Conventional wisdom says that we should short low relative strength (52 week lows for example) in this market environment. This is a strategy that makes sense, but a very, very dangerous one. Remember, market can remain irrational longer than you can remain solvent. Some of the most powerful daily and weekly upside moves have happened during severe bear markets. Last week there were 148 stocks that went up 20%+. (Priced above $2 per share and average daily volume above 50k). The majority of them did that from their 52 week lows – the most beaten down stocks. Every week there is an industry or two that revive from the dust. Past week that was Medical instruments and Insurance companies. The week before was good for solar companies. The week before that was good for gold miners. The one before that was good for airline companies.  Stocks tend to move in groups. When you are looking for short-term trading opportunities, you should look at industry groups’ moves first.

Certainly trying to pick a bottom is a very dangerous game. Last week 189 companies went down 20%+. Most of them were close to their 52 week lows and had their leg down after a short-term bounce. More than half of the worst performing stocks last week belong to Oil related industries.
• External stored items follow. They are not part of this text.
PR #23, opened 2022-04-25
Adding Content-Type headers to POST and PATCH requests

ctgowrie:
While working on some API improvements, I noticed that requests from the terraform provider do not set the content-type header, so this adds Content-Type to all POST and PATCH requests where relevant.

- sets default content-type header as application/json for any doRequest calls with a body
- change to nil body for GET and DELETE requests (so we do not set content-type header)
- application/octet-stream for file upload requests

### DIFF
--- a/client/deployment_create.go
+++ b/client/deployment_create.go
@@ -154,6 +154,8 @@ func (c *Client) CreateDeployment(ctx context.Context, request CreateDeploymentR
 	if err != nil {
 		return r, err
 	}
+	
+	req.Header.Set("Content-Type", "application/json")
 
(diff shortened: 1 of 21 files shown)


dglsparsons:
Hey @ctgowrie. Thanks for this - look like a nice simple improvement (and well spotted). 
I wonder if we need a helper function so this is more reliable / less copy-paste code. I'll merge this in the meantime though, as it's a nice improvement.

ctgowrie:
@dglsparsons Thanks! I can move the `application/json` header setting into doRequest `if req.Body != nil && req.Header.Get("Content-Type") == ""` pretty easily if you'd prefer

dglsparsons (approved):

Market is so volatile that it takes stops out on a regular basis, shaking out both long and short swing traders. Percentage stop losses don’t work in this environment.  If you are going to survive and thrive, you need to decrease your trading horizon and the size of your trading. I remember that about a year ago, I found out that many, who were swing traders at the beginning of their careers at some point switched to day trading. I wondered why and started asking questions. My initial guess was that the tremendous volatility in 2000-2001 has made those traders change their strategy. The answers received were a little bit different. Most traders told me that it is a more psychological thing. They have found what suits their personality and goals best.

Markets are made from people. In theory everyone could be profitable if there is a continuous flow of fresh money into the market. Recently this has not been the case. Someone has to lose. In order to be profitable you need to follow a very simple rule – to buy only what you could sell later at higher price and to sell short only what you could buy later at lower price. Like the owner of a small shop, you should not buy inventory that you personally like, but stuff that could easily be sold this season. Yes, stock traders are in the retail business and their products are called stocks. I realize that such how scrupulous such way of thinking sounds and that it contradicts the initial purpose the market were created, but this is the reality.

Initially markets were created :

          To offer an alternative exit strategy (therefore motivation) for entrepreneurs;

          To provide new means of cheaper financing for business’ expansion;

          To allow ordinary citizens, who don’t have the idea, the will or the necessary capital to start their own business, with the opportunity to participate effectively in the economic growth of the country/the world.

All those things don’t matter anymore. Markets have long turned into a speculation arena, where everyone tries to outsmart the other.  



In uptrends, it is more profitable to be long all time highs and positive reactions to earnings. In downtrends, it is more profitable to be short all time lows and negative reactions to earnings. Every trend experiences normal corrections on its way up/down. Such corrections are often good buying opportunities as the trend tends to continue in its major direction. Sooner or later every trend ends. No one knows when. But to maximize and protect profits, we gradually raise our stops to levels, which when broken indicate an end of a trend. There will be times when our stops will shake us out too early from a trend, but we don’t need to catch the exact top or bottom in order to be profitable.